ASSIGNMENT →
Return the data below in full, exactly as it stands.

DATA EXTRACT →
<<<<
PR #1174, opened 2024-09-12
[doc][script] Automatically verify JDK version in gradle, and specify in docs users need to set their JAVA_HOME

kvargha:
>>>>
ANSWER BELOW →
PR #1174, opened 2024-09-12
[doc][script] Automatically verify JDK version in gradle, and specify in docs users need to set their JAVA_HOME

kvargha:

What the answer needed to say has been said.